WASHINGTON - The Federal Reserve's dollar swap lines with the European Central Bank have achieved their goal of encouraging an "orderly" deleveraging of European banks loans in the United States, New York Federal Reserve Bank President William Dudley said Tuesday.
Dudley, in testimony to a subcommittee of the House Financial Services Committee, also said the Fed's dollar swap lines "at the margin" are likely enhance the credibility of the dollar as a world reserve currency, though he stressed this was not their chief goal.
In the United States, both households and banks have made "considerable progress" in deleveraging and banks are much better prepared to withstand shocks to the system, he said and also cited some deleveraging on the mortgage front, including principle forgiveness.
"You're actually seeing the debt burden become less overwhelming," Dudley said in response to a question, though it is "too soon to say the deleveraging process is over."
The Fed's dollar swap lines and the ECB's three-year LTROs "have helped create some time" for European governments to get their fiscal house in order, "but for this to work out well, countries still have to take some steps."
Given the potential spillover effects, Dudley said it is in "our self interest" to engage in dollar swap lines with the ECB in order to "prevent any damaging effects on the U.S. economy," rather than just aid Europe.
The swap lines "have had their desired effect because they've given a source of backstop funding to European banks," he said, adding the swap lines helped slow the pace of European deleveraging in the United States, which had been moving at a "pretty feverish pitch" last year.
"From what I can tell ... the deleveraging in European banks is continuing, but it's happening in a more orderly way," Dudley said, though there was only "soft evidence" of this.
Dudley added that, while not the chief goal, dollar swap lines likely "makes people more comfortable to use the dollar" and thereby enhances the role of the dollar in global currency markets.
"At the margin it probably enhances the dollar as a reserve currency," Dudley said.
Dollar swaps with other central banks also made sense to prevent possible funding stresses spreading from Europe to other parts of the world. He said there are "some draws on those swap lines from these other central banks."

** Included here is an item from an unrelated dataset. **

PR #509, opened 2024-08-29
refactor: remove recon client/server and send empty ranges when we don't need anything

dav1do:
This has two main changes, the first is to remove the recon client/server and the second is to reply with empty ranges when possible.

Dudley again stressed the Fed was well secured and that dollar swaps remained "extraordinarily safe" for the United States, having netted a total profit of $4 billion for U.S. taxpayers. He expects that as investors regain confidence in the Eurozone's sustainability, the "swap programs will wind down automatically" as happened in the past.
Asked whether the Fed would consider investing directly in foreign sovereign debt, Dudley said the bar "is extraordinarily high for the Fed to go out and buy (foreign) sovereign debt," outside of its small foreign exchange reserve portfolio.